The number of lines below that contain the word "This" is all that the answer should hold.
—————
PR #1533, opened 2020-04-02
Update embark-profile-name tweak

### LINKED ISSUE #1532: tweak embark-profile-name displays the wrong abort key
The embark-profile-name key shows shift-space to abort but this actually inserts a space into your embark profile name. The abort key is esc. This key should also be shown in red.

ymber:
This changes the embark-profile-name tweak to remove the undocumented abort key and reenable the abort key shown in game.

Fixes #1532

### DIFF
--- a/plugins/tweak/tweaks/embark-profile-name.h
—————
▸ **Response box**
2